Paper 77: Per-Layer Adaptive K at 1.1B Scale

Authors: John Mobley & MASCOM PhotonicMind Date: 2026-03-07 Status: VALIDATED — per-type basis 2.4x better than universal, MLP 1.58x higher PR than attention Experiment: mascom_data/ct_experiment/adaptive_k_scale_exp.py

Abstract

Paper 76 showed K=32 universal basis gives R²=0.029 at TinyLlama 1.1B — nearly zero reconstruction quality despite 52.6% SFT efficiency. This paper asks: does per-type basis allocation improve reconstruction? Result: YES — per-type is 2.4x better than universal at K=32, but absolute R² remains low (3-17%). The critical discovery is the spectral budget: 90% variance requires K≈1500 (73% of d_model=2048), making lossless CT compression impossible at this scale. Useful compression lives in the lossy regime (K=32-128, 10-40% variance, 16-64x compression). MLP layers have 1.58x higher PR than attention layers, confirming different spectral structures.

Key Results

Per-Type Spectral Profiles

Type	PR	K50	K90	R²(uni@32)	R²(type@32)	Gain
K (key proj)	619.7	256	1070	0.110	0.139	1.3x
Q (query proj)	1046.9	458	1517	0.041	0.091	2.2x
V (value proj)	1193.1	434	1287	0.017	0.059	3.5x
O (output proj)	1801.2	730	1648	0.015	0.031	2.1x
gate (MLP)	1762.2	757	1714	0.024	0.048	2.0x
up (MLP)	1903.8	817	1731	0.018	0.031	1.7x
down (MLP)	1874.3	810	1730	0.017	0.032	1.9x
embed	1477.1	651	1646	0.018	0.076	4.2x
head	833.4	686	1655	0.025	0.167	6.7x

The Spectral Hierarchy

K projection < Q < V < head < embed < gate < O < up ≈ down

Ordered by PR (compressibility). K-projections have the lowest PR (619.7) — they’re the most structured, most compressible. MLP up/down projections have the highest PR (~1900) — they’re the most diffuse.

Attention vs MLP

Metric	Attention	MLP	Ratio (MLP/Attn)
PR avg	1165	1847	1.58x
K90 avg	1380	1725	1.25x
R²(type@32)	0.080	0.037	0.46x

MLP layers are 1.58x more dimensionally complex than attention layers. Attention concentrates variance in fewer directions — consistent with attention learning structured routing patterns while MLP distributes across many features.

The Compression Frontier

K	% of d	Variance	Compression	Use Case
8	0.4%	~3%	256x	Fails at d=2048
32	1.6%	~10%	64x	SFT works (52.6% eff)
64	3.1%	~18%	32x	Better SFT target
128	6.3%	~33%	16x	Good for inference
256	12.5%	~50%	8x	Half variance
1024	50%	~82%	2x	Diminishing returns
1500	73%	~90%	1.4x	Minimal compression

At d=2048, lossless (90% variance) requires ~1500 components — only 1.4x compression.
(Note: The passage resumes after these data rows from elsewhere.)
PR #105, opened 2024-01-31
fix(metrics): drop pod metrics by default

obs-gh-nikhildua:
https://www.notion.so/observeinc/Kubernetes-Follow-up-on-OB-27594-0c3e01f24f554505bde424517870bdbb#1c00281607504f19ada61a3a75565411

Address #2 

Tested and verified in K8s that metrics are dropped 

Screenshot 2024-01-31 at 1 31 31 PM


NathanNam (approved):
LGTM

PR #115, opened 2024-02-07
fix(traces): Makes collection endpoint path configurable

obs-gh-konstantintikhonov:
https://observe.atlassian.net/browse/OB-28334

Introduces a new optional configuration value `global.observe.otelPath` which is set to `/v1/otel` by default. Can be set to `/v2/otel` to send OpenTelemetry observations to v2 version of collection endpoint.


jta (approved):

NathanNam (approved):
LGTM!

PR #138, opened 2024-05-10
fix(logs): make network properties configurable

jta:


charts/logs/values.yaml
```diff
@@ -65,6 +65,12 @@ fluent-bit:
     grep_match_tag: "nothing"
     grep_exclude: "nomatch ^$"
     inotify_watcher: "true"
+    workers: 2
```
obs-gh-abhishekrao, line 68: This part gives me some doubt - see https://docs.fluentbit.io/manual/v/dev-2.2/pipeline/outputs/stackdriver#occasional-crashing-with-greater-than-1-workers.

obs-gh-abhishekrao: Oh that's stackdriver. Ignore.

obs-gh-abhishekrao (approved):

PR #151, opened 2024-07-11
feat: add observe agent helm charts

obs-gh-alexlew:


charts/agent/charts/daemonset/values.yaml
```diff
@@ -0,0 +1,54 @@
...
+  image:
+    repository: observeinc/observe-agent
+    # Overrides the image tag whose default is the chart appVersion.
+    # The service's name will be applied to the end of this value.
+    tag: "0.7.0"
+    pullPolicy: IfNotPresent
+
+  command:
+    name: "observe-agent"
+    extraArgs: ["start", "--config=/conf/observe-agent.yaml"]
```
arthur-observe, line 17: I am concerned about the idea of never being able to see the config file that is actually in use.  Is it possible to use the code (or some vanilla Go) that assembles the config today to write out a chart to a configmap so it can be used to troubleshoot.  I love generating the config off of the higher level abstraction but I worry a lot about a black box config file.  Why not write something out instead of assembling in memory?

charts/agent/templates/serviceaccount.yaml
```diff
@@ -0,0 +1,5 @@
+apiVersion: v1
```
arthur-observe, line 1: I assume we will have several more revisions of this chart - I think roles will need some switches base on other configurations if we are taking a least privilege approach.

charts/agent/charts/daemonset/values.yaml
arthur-observe: You don't need to resolve this right now but I think we need to have a conversation about how information will be exposed.  The underlying otel collector chart takes config as an argument and produces a config map.  Perhaps we could consider a different approach then the host solution takes.

arthur-observe (approved):

charts/agent/charts/daemonset/values.yaml
obs-gh-alexlew: yup, this is a feature request that's come up a good amount. there are proposals and onging work to add it as an extension to zpages and expose an endpoint that returns it but there's no built in support in otel collector today.

obs-gh-alexlew, line 17: `--otel_config=/path/to/configmap`

PR #161, opened 2024-07-31
fix: remove unused daemonset

obs-gh-alexlew:
Remove unused daemonset subchart from `agent` chart


charts/agent/README.md.gotmpl
```diff
@@ -0,0 +1,23 @@
+{{ template "chart.header" . }}
+{{ template "chart.deprecationWarning" . }}
+
+{{ template "chart.badgesSection" . }}
+
+> [!CAUTION]
```
obs-gh-alexlew, line 6: need to add this template otherwise the caution section gets overwritten

obs-gh-abhishekrao (approved):

PR #171, opened 2024-08-12
chore(ci): use helm-docs instead of pre-commit to auto-update chart documentation

obs-gh-abhishekrao:
Previously, we tried the pre-commit action which does not work, because it only checks for diffs and doesn't behave as it would locally. Since we're mainly solving for helm-docs, we prefer to use that instead.


obs-gh-justindaines (approved):
Using losisin/helm-docs-github-action@v1 seems promising.

PR #175, opened 2024-08-14
fix: ob-35088 update agent version and bump chart version

arthur-observe:
Move agent version to 0.10.0 with has prometheus remote write receiver so we don't need to override image with otel collector


charts/agent/Chart.yaml
```diff
@@ -2,8 +2,8 @@ apiVersion: v2
 name: agent
 description: Chart to install K8s collection stack based on Observe Agent
 type: application
-version: 0.4.1
-appVersion: "0.9.0"
+version: 0.4.2
+appVersion: "0.10.0"
```
obs-gh-alexlew, line 6: nit: think this also should be bumped to 0.11.0

charts/agent/Chart.yaml
```diff
@@ -2,8 +2,8 @@ apiVersion: v2
 name: agent
 description: Chart to install K8s collection stack based on Observe Agent
 type: application
-version: 0.4.1
-appVersion: "0.9.0"
+version: 0.4.2
+appVersion: "0.11.0"
```
obs-gh-abhishekrao, line 6: Why mix minor and patch version updates?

Useful compression is inherently lossy.

Adaptive K Budget

Adaptive K90 uses 82% of original parameters — almost no savings. This means the 90% variance threshold is wrong for compression; it should be set by task performance (like SFT efficiency), not reconstruction fidelity.

Implications

Lossy Compression Is The Only Game

At 1.1B scale, near-lossless CT compression requires K≈d*0.73, giving only 1.4x savings. All useful compression is lossy. This is fine for SFT (Paper 76 showed 52.6% efficiency at K=32, R²=0.029) but means CT at scale is fundamentally a lossy technique.

Per-Type Basis Is Worth 2.4x

Using separate SVD bases for Q/K/V/O/gate/up/down gives 2.4x better reconstruction than a universal basis. At K=32, this means ~7% R² instead of ~3% — still low, but the gain is free (no extra parameters, just smarter basis choice).
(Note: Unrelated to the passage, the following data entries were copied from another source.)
PR #176, opened 2024-08-15
fix: ob-35088 add entity endpoint for objects

arthur-observe:
1. Add exporter and conditional pipeline section for entity endpoint base on entityToken presence
2. Change ottlp/http to base exporter
3. Add trim for endpoint that handles trailing slash or not

### DIFF
--- a/charts/agent/templates/_deployment-cluster-events-config.tpl
+++ b/charts/agent/templates/_deployment-cluster-events-config.tpl
@@ -5,7 +5,10 @@ extensions:
 
 exporters:
 {{- include "config.exporters.debug" . | nindent 2 }}
-{{- include "config.exporters.otlphttp.observe" . | nindent 2 }}
+{{ if .Values.observe.entityToken }}
+{{- include "config.exporters.otlphttp.observe.entity" . | nindent 2 }}
+{{ end }}
+{{- include "config.exporters.otlphttp.observe.base" . | nindent 2 }}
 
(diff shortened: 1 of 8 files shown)


charts/agent/templates/_deployment-cluster-events-config.tpl
```diff
@@ -84,6 +85,23 @@ processors:
 
 {{- include "config.processors.attributes.k8sattributes.podcontroller" . | nindent 2 }}
 
+  # attributes to append to objects
+  attributes/observe_objects:
+    actions:
+      - key: observe_filter
```
xueweiz, line 91: Why are we adding these keys?
They won't be preserved in Observe anyways.

Here is our direct-write entity table design: https://www.notion.so/observeinc/2024-07-k8s-direct-write-entity-table-schema-design-76a762812acf4e028e3f80ded51f0aa3?pvs=4#06d0261ed97740bfa9c1c57454db0e93
You can see we only look at `observe_transform`, we never look at `observe_filter`, let alone store it.

If you want to add debug information, let's just add it to `observe_transform.control`, and prefix it with `debug_`, like this: https://github.com/observeinc/helm-charts/blob/f3ec22a207f05c31fadd4eb885f4a6cea5ee9e81/charts/agent/templates/_deployment-cluster-events-config.tpl#L227

xueweiz (approved):

PR #177, opened 2024-08-15
fix: Overhaul on daemonset and events deployment

xueweiz:
1. fixed pod controller facets
2. enabled hostfs and kubeletstats metric collection properly
3. enabled k8sattributes properly for the kubeletstats metrics

(#2 and #3 was broken because the presets were dropped during the repo migration.

### DIFF
--- a/charts/agent/templates/_config-exporters.tpl
+++ b/charts/agent/templates/_config-exporters.tpl
@@ -1,13 +1,13 @@
 {{- define "config.exporters.otlphttp.observe" -}}
 otlphttp/observe:
-    endpoint: "{{ .Values.observe.collectionEndpoint }}v2/otel"
+    endpoint: "{{ .Values.observe.collectionEndpoint }}/v2/otel"
     headers:
         authorization: "Bearer {{ .Values.observe.token }}"
 {{- end -}}
 
 {{- define "config.exporters.prometheusremotewrite" -}}
 prometheusremotewrite:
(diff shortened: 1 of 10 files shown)


charts/agent/templates/_config-exporters.tpl
```diff
@@ -1,13 +1,13 @@
 {{- define "config.exporters.otlphttp.observe" -}}
 otlphttp/observe:
-    endpoint: "{{ .Values.observe.collectionEndpoint }}v2/otel"
+    endpoint: "{{ .Values.observe.collectionEndpoint }}/v2/otel"
```
arthur-observe, line 3: I have a tweak for this section that makes it so it doesn't matter if endpoint comes in with slash or not.  I can rebase on this to reconcile.

charts/agent/templates/_config-exporters.tpl
```diff
@@ -1,13 +1,13 @@
...
     headers:
         authorization: "Bearer {{ .Values.observe.token }}"
 {{- end -}}
 
 {{- define "config.exporters.prometheusremotewrite" -}}
 prometheusremotewrite:
-    endpoint: "{{ .Values.observe.collectionEndpoint }}v1/prometheus"
+    endpoint: "{{ .Values.observe.collectionEndpoint }}/v1/prometheus"
```
arthur-observe, line 10: ditto

arthur-observe (approved):

PR #860, opened 2022-02-14
Reverse the order of entity nodes in diagram, but not in variable tree

### LINKED ISSUE #859: Bug: Community Repeated measures should come directly after Community
The order of entities in the variable tree for WASHb BNG is incorrect. It should always be in this order:

- Community
- Community Repeated Measures
- Household
- Household Repeated Measures
- Participants
- Participant Repeated Measures
- Samples

image

dmfalke:
The ordering of nodes has been stabilized on the backend, when constructing the entity tree. This requires an adjustment to how the tree is traversed when displaying the variable tree and the entity diagram.

fixes #859

### DIFF
--- a/src/lib/core/components/EntityDiagram.tsx
+++ b/src/lib/core/components/EntityDiagram.tsx
@@ -34,7 +34,7 @@ export function EntityDiagram(props: Props) {
       (entity) => entity.children ?? [],
       studyMetadata.rootEntity
     );
-  }, []);
+  }, [studyMetadata.rootEntity]);
   const [lastVariableMap, setLastVariableMap] = useState<
     Record<string, string>
   >({});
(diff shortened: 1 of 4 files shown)


src/lib/core/components/EntityDiagram.tsx
```diff
@@ -22,6 +25,16 @@ interface Props {
...
+  const entityTree = useMemo((): StudyEntity => {
+    return mapStructure(
+      (node, children) => ({
+        ...node,
+        children: children.slice().reverse(),
+      }),
+      (entity) => entity.children ?? [],
+      studyMetadata.rootEntity
+    );
+  }, []);
```
jtlong3rd, line 37: Missing `studyMetadata` dependency?

jtlong3rd (commented):
Aside from one inline suggestion, should be good to merge!

src/lib/core/components/EntityDiagram.tsx
dmfalke: Thank you, yes!

PR #863, opened 2022-02-14
findFirstVariable: search only "scoped" variables

### LINKED ISSUE #861: "findFirstVariable" should respect hideFrom
As initially reported by @SheenaTomko: https://github.com/VEuPathDB/web-eda/issues/801#issuecomment-1028289935.

The cause is that the underlying [findFirstVariable](https://github.com/VEuPathDB/web-eda/blob/721b00964968a6e0c179bd7d024f29b375890551/src/lib/workspace/Utils.ts#L12) utility is searching through all variables, even those which are supposed to be `hid[den]From` the `"variableTree"` scope.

K-Projections Are Most Compressible

K-projections have the lowest PR (619.7) and highest per-component R² (0.139 at K=32). This suggests K-projections learn the most structured representations — possibly because key representations need to match specific query patterns.

MLP Is The Compression Bottleneck

MLP layers (PR≈1850) use 3x more parameters than attention (22 layers × 3 matrices × 5632d vs 22 × 4 × 2048d) AND have higher dimensionality. The compression bottleneck at scale is MLP, not attention. This is the opposite of 10.2M scale, where attention was the bottleneck.

The Right K Is Task-Dependent

K should be set by task performance, not reconstruction fidelity. K=32 (R²=0.03) gives 52.6% SFT efficiency. The “right” K is wherever the SFT efficiency curve plateaus — likely around K=64-128 for 1.1B scale.

“The key learns structure. The MLP forgets it. The model thrives in between.”